Hemichorea-hemiballismus in a patient with hyperglycaemic hyperosmolar state

Rifkatu S. Reng, Odumodu Kenechukwu, Shuaibu Ramatu, Oyakhire Shyngle, Omonua Special, Osi-ogbu Ogugua, Felicia Anumah


Hemichorea-hemiballismus (HCHB) is a rare manifestation of hyperglycaemic hyperosmolar state caused by contralateral lesion in basal ganglia. A 74-year-old, known diabetic and hypertensive woman presented with one-week history of high-grade fever and loss of consciousness associated with involuntary movement of the right upper and lower limbs for 10 hours prior to presentation. Physical examination revealed pyrexia, tachycardia and altered sensorium. Blood glucose was 53.8 mmol/l, hemoglobin A1c (Hb A1c) 9.9% and brain computed tomography (CT) scan showed cerebral atrophy with bilateral basal ganglia hyperdensities. Escherichia coli was cultured from the urine.
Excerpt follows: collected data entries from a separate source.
PR #1947, opened 2026-07-05
[RFC] linux-stable: Allow out of tree modules to survive

joebonrichie:
**Summary**

Allow linux module updates to survive moss state changes using the same trick as `/usr/local`

**Test Plan**

out of tree installed module `framework-laptop-kmod` now survives moss state changes

**Checklist**


hphilm:
So this would partly enable dkms support as well? Since we already have some extramodules like Nvidia driver compiled per kernel update, do we see any issues adding this as well?

joebonrichie:
It look's like our default `make modules_install` behavior installs to `/lib/modules/<kernel-version>/updates` but we install packaged out of tree modules e.g nvidia to `/lib/modules/<kernel-version>/extra`

Currently the user will still have to manually rebuild and install the module if the kernel is updated but could take a look at getting dkms working as well. All this change does for the moment is add an escape hatch for the `updates` module folder so it doesn't get wiped with each moss transaction.

ReillyBrogan:
Wouldn't it make more sense to use [depmod.d](https://man7.org/linux/man-pages/man5/depmod.d.5.html) configuration instead?

joebonrichie:
Yeah that's definitely an option, could add a default depmod conf e.g.

```
/etc/depmod.d/usermods.conf
external * /var/lib/kernel-modules
```

The user can override `INSTALL_MOD_PATH` to `make modules_install` to install to the var location and that should work

I think the tricky bit is documentation/getting this to work OOTB, you'd probably want `make modules_install` to just work instead of being a special snowflake distribution.

hphilm:
If with this current change enables something without a fuzz why not merge it as is ...

joebonrichie:
There's an issue where stale directory entries remain in /var once the kernel has been updated, hold off for now.

ReillyBrogan:
> I think the tricky bit is documentation/getting this to work OOTB

My strong preference is adding documentation for this instead.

She did well on treatment with soluble insulin, rehydration and intravenous ceftriaxone. HCHB is a rare complication seen in patients with poorly controlled diabetes mellitus. This report highlights the reversibility of the disease with prompt diagnosis and appropriate insulin treatment. HCHB should be distinguished from other intracranial pathologies.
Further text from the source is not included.